# [TASK GOAL]
In the entries below, how many lines contain the string "blob"? Give the number by itself.

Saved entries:
------------------------------

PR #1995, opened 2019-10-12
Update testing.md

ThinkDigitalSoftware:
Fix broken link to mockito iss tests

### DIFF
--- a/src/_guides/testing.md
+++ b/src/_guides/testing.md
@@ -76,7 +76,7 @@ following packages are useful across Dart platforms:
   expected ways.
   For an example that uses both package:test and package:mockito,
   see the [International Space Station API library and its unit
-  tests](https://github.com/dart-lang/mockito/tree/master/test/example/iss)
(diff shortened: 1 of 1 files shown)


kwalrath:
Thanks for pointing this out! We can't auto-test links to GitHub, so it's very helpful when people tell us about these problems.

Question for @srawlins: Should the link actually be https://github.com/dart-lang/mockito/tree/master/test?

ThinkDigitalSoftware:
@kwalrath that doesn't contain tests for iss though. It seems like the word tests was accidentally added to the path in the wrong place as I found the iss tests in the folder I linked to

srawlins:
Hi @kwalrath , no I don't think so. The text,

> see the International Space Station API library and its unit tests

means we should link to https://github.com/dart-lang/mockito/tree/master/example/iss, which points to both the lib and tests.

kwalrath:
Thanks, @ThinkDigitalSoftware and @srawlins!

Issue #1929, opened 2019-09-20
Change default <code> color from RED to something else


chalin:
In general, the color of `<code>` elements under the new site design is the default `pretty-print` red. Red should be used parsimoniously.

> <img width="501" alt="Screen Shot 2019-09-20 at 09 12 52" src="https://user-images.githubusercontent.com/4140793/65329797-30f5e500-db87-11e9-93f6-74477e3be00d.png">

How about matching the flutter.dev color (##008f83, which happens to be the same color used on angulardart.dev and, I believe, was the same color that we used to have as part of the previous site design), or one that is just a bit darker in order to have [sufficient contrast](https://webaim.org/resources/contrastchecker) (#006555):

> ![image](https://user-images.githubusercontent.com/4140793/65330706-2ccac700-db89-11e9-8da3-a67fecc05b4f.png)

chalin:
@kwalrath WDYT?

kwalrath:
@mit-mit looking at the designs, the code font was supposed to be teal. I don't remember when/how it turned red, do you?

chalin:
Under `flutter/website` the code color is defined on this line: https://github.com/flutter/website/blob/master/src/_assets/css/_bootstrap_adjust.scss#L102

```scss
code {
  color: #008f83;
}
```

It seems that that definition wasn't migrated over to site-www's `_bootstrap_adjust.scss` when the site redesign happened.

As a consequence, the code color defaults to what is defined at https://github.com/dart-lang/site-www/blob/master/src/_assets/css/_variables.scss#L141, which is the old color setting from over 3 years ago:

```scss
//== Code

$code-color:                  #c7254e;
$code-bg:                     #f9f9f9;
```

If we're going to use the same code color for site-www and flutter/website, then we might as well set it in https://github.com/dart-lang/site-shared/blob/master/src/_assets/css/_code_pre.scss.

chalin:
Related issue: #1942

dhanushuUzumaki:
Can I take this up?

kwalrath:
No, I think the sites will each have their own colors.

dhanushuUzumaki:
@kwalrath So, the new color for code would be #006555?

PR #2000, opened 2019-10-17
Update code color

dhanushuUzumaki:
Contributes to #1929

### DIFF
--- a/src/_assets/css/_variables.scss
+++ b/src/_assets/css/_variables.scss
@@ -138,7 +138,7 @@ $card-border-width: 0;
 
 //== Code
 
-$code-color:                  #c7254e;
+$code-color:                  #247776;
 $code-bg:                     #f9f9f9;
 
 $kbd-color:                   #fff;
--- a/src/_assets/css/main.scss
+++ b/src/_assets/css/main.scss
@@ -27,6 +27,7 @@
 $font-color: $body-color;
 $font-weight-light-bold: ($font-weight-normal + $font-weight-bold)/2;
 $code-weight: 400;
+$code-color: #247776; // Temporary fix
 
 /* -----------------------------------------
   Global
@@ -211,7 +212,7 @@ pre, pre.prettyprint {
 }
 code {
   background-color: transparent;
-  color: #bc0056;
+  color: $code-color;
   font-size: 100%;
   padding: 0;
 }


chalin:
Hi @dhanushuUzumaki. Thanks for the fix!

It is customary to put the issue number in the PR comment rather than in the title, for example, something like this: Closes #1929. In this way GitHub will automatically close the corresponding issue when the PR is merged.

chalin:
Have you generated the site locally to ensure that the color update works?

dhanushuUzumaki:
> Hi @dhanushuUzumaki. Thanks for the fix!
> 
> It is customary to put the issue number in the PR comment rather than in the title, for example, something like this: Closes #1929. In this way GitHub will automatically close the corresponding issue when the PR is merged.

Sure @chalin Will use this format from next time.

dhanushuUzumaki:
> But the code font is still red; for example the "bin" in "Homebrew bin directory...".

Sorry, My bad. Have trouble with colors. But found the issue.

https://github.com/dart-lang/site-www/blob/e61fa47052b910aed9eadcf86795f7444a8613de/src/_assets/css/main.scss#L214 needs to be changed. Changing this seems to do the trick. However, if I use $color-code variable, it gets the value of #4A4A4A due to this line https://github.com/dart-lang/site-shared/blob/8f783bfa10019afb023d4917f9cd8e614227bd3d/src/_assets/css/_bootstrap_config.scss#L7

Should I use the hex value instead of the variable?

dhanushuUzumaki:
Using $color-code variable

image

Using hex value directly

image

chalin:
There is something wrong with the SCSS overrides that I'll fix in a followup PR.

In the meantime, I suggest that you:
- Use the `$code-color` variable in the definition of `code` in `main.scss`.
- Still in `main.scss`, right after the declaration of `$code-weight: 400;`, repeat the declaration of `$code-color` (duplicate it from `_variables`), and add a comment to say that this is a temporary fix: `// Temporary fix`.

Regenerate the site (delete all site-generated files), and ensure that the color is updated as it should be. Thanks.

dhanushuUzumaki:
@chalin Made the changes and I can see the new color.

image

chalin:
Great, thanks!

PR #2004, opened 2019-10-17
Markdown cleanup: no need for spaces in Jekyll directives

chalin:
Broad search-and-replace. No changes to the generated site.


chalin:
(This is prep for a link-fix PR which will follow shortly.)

------------------------------

# [TASK RESPONSE]
4